Source code for divi.qprog.problems._graphs

# SPDX-FileCopyrightText: 2025-2026 Qoro Quantum Ltd <divi@qoroquantum.de>
#
# SPDX-License-Identifier: Apache-2.0

"""Graph problem classes for QAOA."""

from collections.abc import Callable, Hashable
from functools import cached_property
from typing import Any
from warnings import warn

import matplotlib.pyplot as plt
import networkx as nx
import numpy as np
from qiskit.quantum_info import SparsePauliOp

from divi.hamiltonians._term_ops import _clean_hamiltonian_spo
from divi.qprog import GraphProblemTypes
from divi.qprog.algorithms import (
    InitialState,
    OnesState,
    SuperpositionState,
    ZerosState,
)
from divi.qprog.problems import GraphPartitioningConfig, QAOAProblem
from divi.qprog.problems._graph_hamiltonians import (
    max_clique_hamiltonians,
    max_independent_set_hamiltonians,
    max_weight_cycle_hamiltonians,
    maxcut_hamiltonians,
    min_vertex_cover_hamiltonians,
)
from divi.qprog.problems._graph_partitioning_utils import _node_partition_graph


class _GraphProblemBase(QAOAProblem):
    """Shared logic for graph problems built directly from ``SparsePauliOp``.

    Subclasses set ``_resolver`` (a function returning ``(cost_spo, mixer_spo)``
    or ``(cost_spo, mixer_spo, metadata)``) and the two ``_*_state_cls`` class
    attributes, then call ``super().__init__``.
    """

    _resolver: staticmethod
    _constrained_state_cls: type[InitialState]
    _unconstrained_state_cls: type[InitialState]

    def __init__(
        self,
        graph: GraphProblemTypes,
        *,
        is_constrained: bool = True,
        config: GraphPartitioningConfig | None = None,
    ):
        self._graph = graph
        self._is_constrained = is_constrained

        cost_spo, self._mixer_hamiltonian, *self._metadata = self._resolve(
            graph, is_constrained
        )

        cleaned, ham_constant = _clean_hamiltonian_spo(cost_spo, raise_on_constant=True)

        self._cost_hamiltonian = cleaned
        self._loss_constant = ham_constant
        self._wire_labels = self._compute_wire_labels(graph)
        self._initial_state = (
            self._constrained_state_cls
            if is_constrained
            else self._unconstrained_state_cls
        )()
        self._config = config
        self._reverse_index_maps = {}

    @classmethod
    def _resolve(cls, graph, is_constrained):
        """Build cost/mixer SPOs for this problem type."""
        try:
            return cls._resolver(graph, constrained=is_constrained)
        except TypeError:
            return cls._resolver(graph)

    @staticmethod
    def _compute_wire_labels(graph: GraphProblemTypes) -> tuple:
        """Map qubit positions back to original node values in node-iteration order."""
        if isinstance(graph, nx.Graph):
            return tuple(graph.nodes())
        # rustworkx graph: edge_list() / node values; mirror the relabeling done
        # inside the SPO builders.
        return tuple(graph.nodes())

    @property
    def graph(self) -> GraphProblemTypes:
        """The underlying graph.

        Treat as read-only: the cost Hamiltonian is fixed at construction, and
        ``evaluate_global_solution`` caches the Pauli term list on first call.
        Mutating this graph (adding nodes/edges, changing weights) regenerates
        neither, so scores would go stale.

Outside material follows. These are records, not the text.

PR #6452, opened 2024-09-04
repro: vmForks bug

sheremet-va:
### Description

To run the reproduction: `pnpm run node-error-repro`. This should run tests and create files with all the output from those tests.

What happens:

- Vitest spawns several workers to run tests inside of them. One worker will run several tests one after another when it's free.
- At one point the worker (`child_process` in the reproduction, because `worker_thread` crashes the whole process) crashes while trying to import something. I've added `console` logs in our module runner implementation - it only logs the module if it's not cached already. Every time it crashes it imports the same file it looks like (because the end of the debug is always the same in all files - `node_modules/loupe/lib/helpers.js`). I don't think that file is the problem, but one of its parents maybe? Usually, it happens at least on the second test run after we create a new executor:
https://github.com/vitest-dev/vitest/blob/0499a31520243beb10243ff7d288b35acedc5fb3/packages/vitest/src/runtime/workers/vm.ts#L77
Vitest never manually clears the cache, we rely on gc, but we also reuse `fileMap` cache:
https://github.com/vitest-dev/vitest/blob/0499a31520243beb10243ff7d288b35acedc5fb3/packages/vitest/src/runtime/workers/vm.ts#L15
- The problem is most likely with how we implement VM executor - it was based on Jest's with some modifications, but I am not smart enough to figure out why. The error started happening in Node 22.1, but the changelog doesn't really mention related changes


AriPerkkio:
The `test/cli/test/vm-threads.test.ts` is also failing on CI and locally now. The failure does not happen with Node `22.0`, but happens with all versions above `22.1`.

```sh
ari ~/x/vitest/test/cli (main) $ pnpm run test vm-threads --run

> @vitest/test-cli@ test /Users/x/x/vitest/test/cli
> vitest "vm-threads" "--run"


 RUN  v2.1.1 /Users/x/x/vitest/test/cli

 ❯ test/vm-threads.test.ts (1)
 ❯ test/vm-threads.test.ts (1)
   ⠏ importing files in restricted fs works correctly

⎯⎯⎯⎯⎯⎯⎯⎯⎯⎯⎯⎯⎯⎯⎯⎯⎯⎯⎯⎯⎯⎯⎯⎯⎯⎯⎯⎯⎯⎯⎯⎯⎯⎯⎯⎯⎯⎯⎯⎯⎯⎯⎯⎯⎯⎯ Unhandled Errors ⎯⎯⎯⎯⎯⎯⎯⎯⎯⎯⎯⎯⎯⎯⎯⎯⎯⎯⎯⎯⎯⎯⎯⎯⎯⎯⎯⎯⎯⎯⎯⎯⎯⎯⎯⎯⎯⎯⎯⎯⎯⎯⎯⎯⎯⎯

⎯⎯⎯⎯⎯⎯⎯⎯⎯⎯⎯⎯⎯⎯⎯⎯⎯⎯⎯⎯⎯⎯⎯⎯⎯⎯⎯⎯⎯⎯⎯⎯⎯⎯⎯⎯⎯⎯⎯⎯⎯⎯⎯⎯⎯⎯ Unhandled Error ⎯⎯⎯⎯⎯⎯⎯⎯⎯⎯⎯⎯⎯⎯⎯⎯⎯⎯⎯⎯⎯⎯⎯⎯⎯⎯⎯⎯⎯⎯⎯⎯⎯⎯⎯⎯⎯⎯⎯⎯⎯⎯⎯⎯⎯⎯⎯
Error: Worker exited unexpectedly
 ❯ ChildProcess.<anonymous> ../../node_modules/.pnpm/tinypool@1.0.0/node_modules/tinypool/dist/index.js:136:34
 ❯ ChildProcess.emit node:events:531:35
 ❯ ChildProcess._handle.onexit node:internal/child_process:293:12

⎯⎯⎯⎯⎯⎯⎯⎯⎯⎯⎯⎯⎯⎯⎯⎯⎯⎯⎯⎯⎯⎯⎯⎯⎯⎯⎯⎯⎯⎯⎯⎯⎯⎯⎯⎯⎯⎯⎯⎯⎯⎯⎯⎯⎯⎯⎯⎯⎯⎯⎯⎯⎯⎯⎯⎯⎯⎯⎯⎯⎯⎯⎯⎯⎯⎯⎯⎯⎯⎯⎯⎯⎯⎯⎯⎯⎯⎯⎯⎯⎯⎯⎯⎯⎯⎯⎯⎯⎯⎯⎯⎯⎯⎯⎯⎯⎯⎯⎯⎯⎯⎯⎯⎯⎯⎯⎯⎯⎯⎯

 Test Files   (1)
      Tests   (1)
     Errors  1 error
   Start at  09:34:59
   Duration  683ms (transform 43ms, setup 0ms, collect 161ms, tests 0ms, environment 0ms, prepare 46ms)

```

AriPerkkio:
Oh wow, does Node `22.10` fix this? Can't crash locally with that. `22.9` keeps crashing.

PR #6514, opened 2024-09-15
fix(browser): exports of context in package.json

IdanGoor:
### Description

I tried to run vitest in browser mode, but it failed for the error `The requested module '@vitest/browser/context' does not provide an export named 'page'`. Then I noticed that in the `package.json` we're exporting the wrong (empty) file.

### Tests

### Documentation

### Changesets

### DIFF
--- a/packages/browser/package.json
+++ b/packages/browser/package.json
@@ -26,7 +26,7 @@
     },
     "./context": {
       "types": "./context.d.ts",
-      "default": "./context.js"
+      "default": "./dist/context.js"
     },
     "./client": {
       "default": "./dist/client.js"


AriPerkkio (commented):
> Then I noticed that in the `package.json` we're exporting the wrong (empty) file.

And it should:

https://github.com/vitest-dev/vitest/blob/699055eb93909287e1542fdfb99d97f2a38965ba/packages/browser/context.js#L1-L2

Importing `@vitest/browser/context` does more than just importing `dist/context.js`:

https://github.com/vitest-dev/vitest/blob/699055eb93909287e1542fdfb99d97f2a38965ba/packages/browser/src/node/plugins/pluginContext.ts#L31-L90

sheremet-va:
context is a virtual file, we put an empty file to not break static analysers

you cannot import it outside of Vitest Browser Mode

sheremet-va:
but we should probably throw our own error there

PR #6634, opened 2024-10-03
fix(browser): not.toBeInTheDocument works with locators API

sheremet-va:
### Description

Related #6560

### Tests

### Documentation

### Changesets

### DIFF
--- a/packages/browser/matchers.d.ts
+++ b/packages/browser/matchers.d.ts
@@ -16,7 +16,7 @@ declare module 'vitest' {
   type PromisifyDomAssertion<T> = Promisify<Assertion<T>>
 
   interface ExpectStatic {
-    element: <T extends Element | Locator>(element: T, options?: ExpectPollOptions) => PromisifyDomAssertion<Awaited<Element>>
+    element: <T extends Element | Locator>(element: T, options?: ExpectPollOptions) => PromisifyDomAssertion<Awaited<Element | null>>
   }
 }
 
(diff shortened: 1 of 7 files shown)


hi-ogawa (commented):
Chai flag approach is very clever, but is it necessary to support this use case?
From the discussion https://github.com/vitest-dev/vitest/discussions/6560, I feel it would also make sense to emphasize the difference between `element` and `query` like jest-dom instead of special casing `toBeInTheDocument`.

I'm sure if I'm missing some nuance, but by discussion OP's argument, I would be probably equally surprised if this happens:

```ts
// this pass
await expect.element(page.getByText('empty')).not.toBeInTheDocument()

// but this throws
await expect.element(page.getByText('empty')).not.toBeVisible()
```

Clarifying `expect.element`'s behavior and being consistent sounds better to me to confusion.

sheremet-va:
> Clarifying expect.element's behavior and being consistent sounds better to me to confusion.

Even if we just clarify how it works, there is no way to assert that the element is not in the DOM with `expect.element`. 

`not.toBeInTheDocument` is a known convention in testing-library, so that's why I am prioritizing it here

> `await expect.element(page.getByText('empty')).not.toBeVisible()`

This is a bit of a different story because it requires the change to the query itself, not the the way we retrieve the element:

```diff
- await expect.element(page.getByText('empty')).not.toBeVisible()
+ await expect.element(page.getByText('empty', { force: true })).not.toBeVisible()
```

This can just be clarified in the docs.

hi-ogawa (approved):
> Even if we just clarify how it works, there is no way to assert that the element is not in the DOM with `expect.element`.
> 
> `not.toBeInTheDocument` is a known convention in testing-library, so that's why I am prioritizing it here

Okay, sounds good. `expect.element` expecting `Element` seemed simpler mental model, but I guess it's worth having this.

Build a new problem instead.
        """
        return self._graph

    @property
    def cost_hamiltonian(self) -> SparsePauliOp:
        return self._cost_hamiltonian

    @property
    def mixer_hamiltonian(self) -> SparsePauliOp:
        return self._mixer_hamiltonian

    @property
    def wire_labels(self) -> tuple:
        return self._wire_labels

    @property
    def loss_constant(self) -> float:
        return self._loss_constant

    @property
    def recommended_initial_state(self) -> InitialState:
        return self._initial_state

    @property
    def decode_fn(self) -> Callable[[str], Any]:
        wires = self._wire_labels

        def _decode(bitstring: str) -> list:
            return [
                wires[idx]
                for idx, bit in enumerate(bitstring)
                if bit == "1" and idx < len(wires)
            ]

        return _decode

    @property
    def metadata(self) -> dict[str, Any]:
        return self._metadata[0] if self._metadata else {}

    def decompose(self) -> dict[Hashable, QAOAProblem]:
        if self._config is None:
            raise ValueError(
                "Cannot decompose: no config was provided at construction."
            )

        # Warn if this problem type has known partitioning risks
        tier = _PARTITIONING_COMPATIBILITY_TIERS.get(type(self))
        if tier is not None:
            risk_level, rationale = tier
            prefix = "High-risk" if risk_level == "high-risk" else "Heuristic-risk"
            detail = (
                "Aggregation is heuristic and may miss globally valid/high-quality "
                f"solutions because {rationale}"
                if risk_level == "high-risk"
                else "Results may be sensitive to partition boundaries because "
                f"{rationale}"
            )
            warn(
                f"{prefix} graph partitioning objective: "
                f"{type(self).__name__}. {detail}",
                UserWarning,
                stacklevel=2,
            )

        subgraphs = _node_partition_graph(
            self.graph,
            partitioning_config=self._config,
        )

        self._reverse_index_maps = {}
        sub_problems: dict[Hashable, QAOAProblem] = {}

        for i, (subgraph, cluster_ids) in enumerate(subgraphs):
            prog_id = (f"P{i}", len(subgraph))
            # ``cluster_ids[local_idx] == original_node_id``; the partitioner
            # has already relabeled each subgraph to ``0..M-1``.
            self._reverse_index_maps[prog_id] = dict(enumerate(cluster_ids))
            sub_problems[prog_id] = type(self)(
                subgraph, is_constrained=self._is_constrained
            )

        return sub_problems

    def initial_solution_size(self) -> int:
        return len(self.graph)

    def extend_solution(
        self,
        current_solution: list[int],
        prog_id: Hashable,
        candidate_decoded: list[int],
    ) -> list[int]:
        extended = list(current_solution)
        reverse_map = self._reverse_index_maps[prog_id]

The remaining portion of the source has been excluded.